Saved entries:
----
PR #149, opened 2021-08-10
Enable HTTP log reporting

Superskyyy:
This is a work in progress. 

Now reporting logs in JSON through HTTP to `http://oap/v3/logs` does work. 

But, I'm not sure if the `oap/v3/logs` endpoint is for such usage(It seems designed for fluent-bit batch reporting?). Reporting logs one by one through HTTP may not be ideal in terms of performance. I'm not sure whether the Java agent only implements gRPC reporter intentionally out of this reason. 

Please advise.

  
Signed-off-by: YihaoChen <Superskyyy@outlook.com>

### DIFF
--- a/skywalking/client/http.py
+++ b/skywalking/client/http.py
@@ -123,7 +123,7 @@ class HttpLogDataReportService(TraceSegmentReportService):
         self.session = requests.Session()
 
     def report(self, generator):
-        for log_data in generator:
-            json_string = json_format.MessageToJson(log_data)
-            res = self.session.post(self.url_report, json=[json.loads(json_string)])
-            logger.debug('report log response: %s', res)
+        log_batch = [json.loads(json_format.MessageToJson(log_data)) for log_data in generator]
+        if log_batch:  # prevent empty batches
+            res = self.session.post(self.url_report, json=log_batch)
+            logger.debug('report batch log response: %s', res)
--- a/skywalking/client/http.py
+++ b/skywalking/client/http.py
@@ -14,13 +14,14 @@
 # See the License for the specific language governing permissions and
 # limitations under the License.
 #
-
-from skywalking.loggings import logger
+import json
 
 import requests
+from google.protobuf import json_format
 
 from skywalking import config
 from skywalking.client import ServiceManagementClient, TraceSegmentReportService
+from skywalking.loggings import logger
 
 
 class HttpServiceManagementClient(ServiceManagementClient):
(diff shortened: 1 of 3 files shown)


tom-pytel:
> But, I'm not sure if the `oap/v3/logs` endpoint is for such usage(It seems designed for fluent-bit batch reporting?). Reporting logs one by one through HTTP may not be ideal in terms of performance. I'm not sure whether the Java agent only implements gRPC reporter intentionally out of this reason.

Not sure what the INTENDED usage of that endpoint was, but the same individual send inefficiency applies to how the spans are sent currently to `/v3/segment` instead of batching to `/v3/segments`, this should be optimized at some point. The hit is not that bad though since the http protocol uses `requests.Session` which should do persistent connections as per https://docs.python-requests.org/en/master/user/advanced/:

"The Session object allows you to persist certain parameters across requests. It also persists cookies across all requests made from the Session instance, **and will use urllib3’s connection pooling. So if you’re making several requests to the same host, the underlying TCP connection will be reused**, which can result in a significant performance increase (see HTTP persistent connection)."

In any case, if it works but may not yet be optional it is a step forward.

skywalking/client/http.py
```diff
@@ -109,3 +110,20 @@ def report(self, generator):
...
+        self.session = requests.Session()
+
+    def fork_after_in_child(self):
+        self.session.close()
+        self.session = requests.Session()
+
+    def report(self, generator):
+        for log_data in generator:
+            json_string = json_format.MessageToJson(log_data)
+            res = self.session.post(self.url_report, json=[json.loads(json_string)])
```
tom-pytel, line 128: Actually, looking at this suggests that the `/v3/logs` endpoint can take an array of logs so a batch send could be done. Change to:
```py
def report(self, generator):
    json = [json_format.MessageToJson(log_data) for log_data in generator]
    res = self.session.post(self.url_report, json=json)
```
Your call if you want to do now.

tom-pytel (approved):

skywalking/client/http.py
Superskyyy: Umm, should I make a new config entry allowing the user to choose whether batch or not?

tom-pytel: No, batch is the right way to go (assuming this endpoint does take arrays, which is what you should check).

Superskyyy: Got it, it does take arrays.

Humbertzhang:
So far looks good to me, looking forward to your Kafka part, thank you.

tom-pytel:
I would say merge this first then do Kafka as a separate PR.

kezhenxu94:
> I would say merge this first then do Kafka as a separate PR.

I agree. @Superskyyy let's do one thing at a time, in a single PR

Superskyyy:
> > I would say merge this first then do Kafka as a separate PR.
> 
> I agree. @Superskyyy let's do one thing at a time, in a single PR

No problem, but let me add a commit on the batch reporting first. Then lets merge.

Superskyyy:
Oops, messed up a bit.

kezhenxu94:
> Oops, messed up a bit.

It's ok, we will squash the commits into one when merging

kezhenxu94:
@Superskyyy ping me when it's ready to merge

Superskyyy:
@kezhenxu94 Checks done, ready to merge.

kezhenxu94:
> @kezhenxu94 Checks done, ready to merge.

Thank you @Superskyyy very much 🙇🏻 , excellent work!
----
Return each full line of the entries that contains the word "import".

-from skywalking.loggings import logger
+import json
 import requests
+from google.protobuf import json_format
 from skywalking import config
 from skywalking.client import ServiceManagementClient, TraceSegmentReportService
+from skywalking.loggings import logger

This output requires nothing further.